Ancak daha sonra, makalesinin şöhretine eşdeğer olarak, aşağıdaki soruyu aylarca sürekli olarak aldığını söyledi.
"Hala çıkıyor musunuz?"
İnsanların aslında nasıl aşık olduklarından ziyade 'nasıl bir ilişkiyi sürdürebileceklerinden' daha çok ilgilendikleri sonucuna vardığını söyledi. Ve hala devam eden ilişkisinin mutlu bir sonla bitmesini umduğunu söyleyerek konuşmasını bitirdi.
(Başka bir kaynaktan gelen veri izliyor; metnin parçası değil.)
PR #728, opened 2017-11-16
bessctl: add measurement utilities

melvinw:
While developing https://github.com/nefeli/trafficgen I realized that a utility like this might be generally useful. As a usage example consider the simple packet generator below.

```
from measurement_utils import *

import scapy.all as scapy
import time

dst_mac = $DST_MAC!'02:11:22:33:44:55'

def make_pkt(src_mac='02:00:11:22:33:44', dst_mac='02:11:22:33:44:55',
              src_ip='10.0.0.1', dst_ip='11.0.0.1', size=64):
    eth = scapy.Ether(src=src_mac, dst=dst_mac)
    ip = scapy.IP(src=src_ip, dst=dst_ip)
    udp = scapy.UDP(sport=10001, dport=10002, chksum=0)
    payload = ('hello' + '0123456789' * 200)[:size - len(eth / ip / udp)]
    return bytes(eth / ip / udp / payload)

bess.add_worker(wid=1, core=1)
port_cfg = PortConfig('port0', port_id=0)
p = MeasureablePort(tx_port=port_cfg, rx_port=port_cfg, tx_ts_offset=42, rx_ts_offset=42)

templates = [make_pkt(src_mac=p.tx_port.mac_addr, dst_mac=dst_mac)]
src::Source() -> rewrite::Rewrite(templates=templates)
p.connect_tx(rewrite, 0)

sink::Sink()
p.connect_rx(sink, 0)

bess.resume_all()
for stats in p.rate_stats(rtt_percentiles=[50, 99]):
    print(stats)
    print('--')
    time.sleep(2)
```

```
$ bessctl run file conf/simple_pktgen.py DST_MAC='"3c:fd:fe:a5:40:58"'
[in / out] pkts: 0.000M / 0.000M, drops: 0.000M / 0.000M, bytes: 0 / 0
rtt_50: 0.000 us, rtt_99: 0.000 us
jit_50: 0.000 us, jit_99: 0.000 us
--
[in / out] pkts: 12.935M / 20.384M, drops: 0.001M / 3.218M, bytes: 827871136 / 1138372254
rtt_50: 8.900 us, rtt_99: 11.250 us
jit_50: 0.000 us, jit_99: 0.900 us
--
[in / out] pkts: 19.013M / 19.019M, drops: 0.001M / 0.001M, bytes: 1216921536 / 1217245004
rtt_50: 17.700 us, rtt_99: 21.750 us
jit_50: 0.000 us, jit_99: 1.800 us
--
[in / out] pkts: 18.971M / 18.979M, drops: 0.001M / 0.001M, bytes: 1214248420 / 1214668440
rtt_50: 17.700 us, rtt_99: 21.100 us
jit_50: 0.000 us, jit_99: 1.800 us
```

### DIFF
--- a/bessctl/measurement_utils.py
+++ b/bessctl/measurement_utils.py
@@ -88,10 +88,8 @@ class PortStats(object):
         Returns the dictionary of all RTT value if `percentile` is none.
         Otherwise returns the `percentile`th percentile RTT.
         """
-        if self.rtt is None:
-            return None
-        if percentile is None:
-            return self.rtt
+        if self.rtt is None or percentile is None:
+            self.rtt
         return self.rtt[percentile]
 
     def jitter(self, percentile=None):
@@ -99,27 +97,22 @@ class PortStats(object):
         Returns the dictionary of all jitter value if `percentile` is none.
         Otherwise returns the `percentile`th percentile jitter.
         """
-        if jitter is None:
-            return None
-        if percentile is None:
-            return self.jitter
+        if self.jitter is None or percentile is None:
+            self.jitter
         return self.jitter[percentile]
 
     def __str__(self):
+        def format_data(prefix, data, dst):
+            keys = sorted(data.keys())
+            for k in keys:
+                dst.append(data[k] / 1e3)
+            return ', '.join(['{}{}: {{:.3f}} us'.format(prefix, k) for k in keys])
+
         fmt = '[in / out] pkts: {:.3f}M / {:.3f}M, drops: {:.3f}M / {:.3f}M, bytes: {} / {}'
         rtt_data = []
         if self.rtt is not None:
-            fmt += '\n'
-            fmt += ', '.join(['rtt_{}: {{:.3f}} us'.format(k)
-                             for k in sorted(self.rtt.keys())])
-            for k in sorted(self.rtt.keys()):
-                rtt_data.append(self.rtt[k] / 1e3)
-
-            fmt += '\n'
-            fmt += ', '.join(['jit_{}: {{:.3f}} us'.format(k)
-                             for k in sorted(self.jitter.keys())])
-            for k in sorted(self.jitter.keys()):
-                rtt_data.append(self.jitter[k] / 1e3)
+            fmt += '\n' + format_data('rtt', self.rtt, rtt_data)
+            fmt += '\n' + format_data('jitter', self.jitter, rtt_data)
 
         return fmt.format(
             self.pkts_in() / 1e6, self.pkts_out() / 1e6,
@@ -179,11 +172,8 @@ class PortStatsGenerator(object):
     @staticmethod
     def aggregate_rtt(old, new):
         if old is None:
-            return copy.copy(new)
-        agg = dict()
-        for k in old:
-            agg[k] = (old[k] + new[k]) / 2
-        return agg
+            return new.copy()
+        return {k: (old[k] + new[k]) / 2 for k in old}
 
     def next(self):
         throughput = self.bess.get_port_stats(self.tx_port)
@@ -247,8 +237,8 @@ class PortConfig(object):
         set, no PortInc will be created. If `bess` is None, will attempt to
         create all ports and modules on bessd running on localhost.
         """
-        if sum(map(int, [pci is not None, port_id is not None, vdev is not None])) != 1:
-            raise Exception(
+        if [pci, port_id, vdev].count(None) != 2:
+            raise TypeError(
                 'exactly one of `pci`, `port_id` or `vdev` must be specified')
 
         self.name = name
@@ -276,7 +266,7 @@ class Port(object):
 
         if conf.pci is not None:
             self.pmd = bess.create_port('PMDPort', conf.name,
-                                        {'pci': pci, 'num_inc_q':
+                                        {'pci': conf.pci, 'num_inc_q':
                                             conf.num_queues, 'num_out_q': conf.num_queues})
         elif conf.port_id is not None:
             self.pmd = bess.create_port('PMDPort', conf.name,
--- a/bessctl/measurement_utils.py
+++ b/bessctl/measurement_utils.py
@@ -1,0 +1,393 @@
+# Copyright (c) 2017, Nefeli Networks, Inc.
+# All rights reserved.
+#
+# Redistribution and use in source and binary forms, with or without
+# modification, are permitted provided that the following conditions are met:
+#
+# * Redistributions of source code must retain the above copyright notice, this
+# list of conditions and the following disclaimer.
+#
+# * Redistributions in binary form must reproduce the above copyright notice,
+# this list of conditions and the following disclaimer in the documentation
+# and/or other materials provided with the distribution.
+#
+# * Neither the names of the copyright holders nor the names of their
+# contributors may be used to endorse or promote products derived from this
+# software without specific prior written permission.
+#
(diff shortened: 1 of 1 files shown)


bessctl/measurement_utils.py
```diff
@@ -0,0 +1,393 @@
...
+
+    def __init__(self, name, num_queues=1, pci=None, port_id=None, vdev=None,
+                 no_tx=False, no_rx=False):
+        """
+        Creates a configuraiton for a Port named `name` and configures it with `num_queues` tx and
+        rx queues. If `no_tx` is set, no PortOut will be created. If `no_rx` is
+        set, no PortInc will be created. If `bess` is None, will attempt to
+        create all ports and modules on bessd running on localhost.
+        """
+        if sum(map(int, [pci is not None, port_id is not None, vdev is not None])) != 1:
```
chris3torek: Simpler:

    if [pci, port_id, vdev].count(None) != 2:

bessctl/measurement_utils.py
```diff
@@ -0,0 +1,393 @@
...
+            raise Exception(
```
chris3torek: Probably should be `TypeError` (that seems to be the most typical variant on "bad arguments").

bessctl/measurement_utils.py
```diff
@@ -0,0 +1,393 @@
...
+
+import copy
+import os
+import sys
+import time
+
+try:
+    this_dir = os.path.dirname(os.path.realpath(__file__))
+    bessctl = os.path.join(this_dir, 'bessctl')
+    sys.path.insert(1, os.path.join(this_dir, '../../../'))
```
chris3torek: Nothing you can do about this (I think), but we need a Better Way! 😛

bessctl/measurement_utils.py
```diff
@@ -0,0 +1,393 @@
...
+    print('Cannot import the API module (pybess)', file=sys.stderr)
+    raise
+
+
+def get_local_bess_handle():
+    bess = BESS()
+    try:
+        bess.connect()
+    except BESS.APIError:
+        raise Exception('BESS is not running')
```
chris3torek: We probably should have a bess exception class, too. Again not something to fix here though.

bessctl/measurement_utils.py
```diff
@@ -0,0 +1,393 @@
...
+
+    def rtt(self, percentile=None):
+        """
+        Returns the dictionary of all RTT value if `percentile` is none.
+        Otherwise returns the `percentile`th percentile RTT.
+        """
+        if self.rtt is None:
+            return None
+        if percentile is None:
+            return self.rtt
```
chris3torek: Nothing wrong with these as written, but it occurs to me that you could use:

    if self.rtt is None or percentile is None:
        return self.rtt

to save a couple of lines.  Same goes for `jitter` below.

bessctl/measurement_utils.py
```diff
@@ -0,0 +1,393 @@
...
+        return self.jitter[percentile]
+
+    def __str__(self):
+        fmt = '[in / out] pkts: {:.3f}M / {:.3f}M, drops: {:.3f}M / {:.3f}M, bytes: {} / {}'
+        rtt_data = []
+        if self.rtt is not None:
+            fmt += '\n'
+            fmt += ', '.join(['rtt_{}: {{:.3f}} us'.format(k)
+                             for k in sorted(self.rtt.keys())])
+            for k in sorted(self.rtt.keys()):
```
chris3torek: I hate to see `sorted(arg)` twice like this, and I guess we are guaranteed that if self.rtt is not None, self.jitter is also not None, but it might be nice to have a static method that takes a string-and-dict pair and computes the format and data from the sorted keys, or returns '' if they are None.  Then you could do:

    rtt_data = []
    fmt += self.format_data('rtt', self.rtt, rtt_data)
    fmt += self.format_data('jit', self.jitter, rtt_data)
    return fmt.format(fmt, ...)
and have the `@staticmethod` do a single sorted() and data-append.

Kind of sixes though.

bessctl/measurement_utils.py
```diff
@@ -0,0 +1,393 @@
...
+
+    def __iter__(self):
+        return self
+
+    def __next__(self):
+        return self.next()
+
+    @staticmethod
+    def throughput_delta(old, new, secs):
+        delta = copy.copy(old)
```
chris3torek: Consider using `old.copy()` here, and ... (continued next comment, can't comment on a big line range 😺 )

bessctl/measurement_utils.py
```diff
@@ -0,0 +1,393 @@
...
+            delta.inc.bytes = (new.inc.bytes - old.inc.bytes) // secs
+            delta.out.packets = (new.out.packets - old.out.packets) // secs
+            delta.out.dropped = (new.out.dropped - old.out.dropped) // secs
+            delta.out.bytes = (new.out.bytes - old.out.bytes) // secs
+        return delta
+
+    @staticmethod
+    def aggregate_rtt(old, new):
+        if old is None:
+            return copy.copy(new)
```
chris3torek: ... `new.copy()` here, and then you won't need to `import copy`.  Not really a big deal either way (`copy.copy` deals correctly with things that aren't dictionaries, but dictionaries do have `.copy` methods).

bessctl/measurement_utils.py
```diff
@@ -0,0 +1,393 @@
...
+        agg = dict()
+        for k in old:
+            agg[k] = (old[k] + new[k]) / 2
+        return agg
```
chris3torek: Shorter (not really any better):

    return { k: (old[k] + new[k]) / 2 for k in old }

More important question: why is the aggregate always a straight unweighted average?

melvinw:
Thanks for the quick review @chris3torek ! Will address shortly

bessctl/measurement_utils.py
melvinw: Agreed!

bessctl/measurement_utils.py
melvinw: Definitely cleaner. Switched

bessctl/measurement_utils.py
melvinw: Switched to `foo.copy()` where I could. Most of the copies here are happening on protobufs.

bessctl/measurement_utils.py
melvinw: Fixed! :)

bessctl/measurement_utils.py
melvinw: Agreed! Switched

bessctl/measurement_utils.py
melvinw: Nice! Much easier to read. Replaced

bessctl/measurement_utils.py
melvinw: Fixed

bessctl/measurement_utils.py
```diff
@@ -88,38 +88,31 @@ def rtt(self, percentile=None):
         Returns the dictionary of all RTT value if `percentile` is none.
         Otherwise returns the `percentile`th percentile RTT.
         """
-        if self.rtt is None:
-            return None
-        if percentile is None:
-            return self.rtt
+        if self.rtt is None or percentile is None:
+            self.rtt
```
chris3torek: lost a `return` keyword (here and below)...

melvinw: Doh. Fixed

sangjinhan:
tumblr_mbarwefvw61qh66wqo1_1280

İlişkinin başlangıcı çoğu zaman sürükleyici ve heyecan vericidir. Ancak ilişkinin devamı çarpışmak, delirtmek, acı vermesi, sonrasında istikrarı tespit etmek ve aklını kaybetmek, tekrarlayan bir süreç gibidir. Aşk ve evliliği ifade etmek için kullanılan ünlü kelimelerden biri olan 'delilik', bizim için belirli bir gerçekliğe sahip olabilir.
Bu noktada, 'Seni bir kere kucaklayabilir miyim?' sakin bir versiyonu 'Hadi hadi' veya 'Çalış' gibi bir kararlılık ifadesi gibi benzer yönleri vardır. En azından ben öyle iddia ediyorum.
'Kucaklayayım mı?' ve 'Seni bir kere kucaklayabilir miyim?',
Bugün yanınızda olan kişiye, hangisini sormanız gerektiğini düşünmenizi öneriyorum.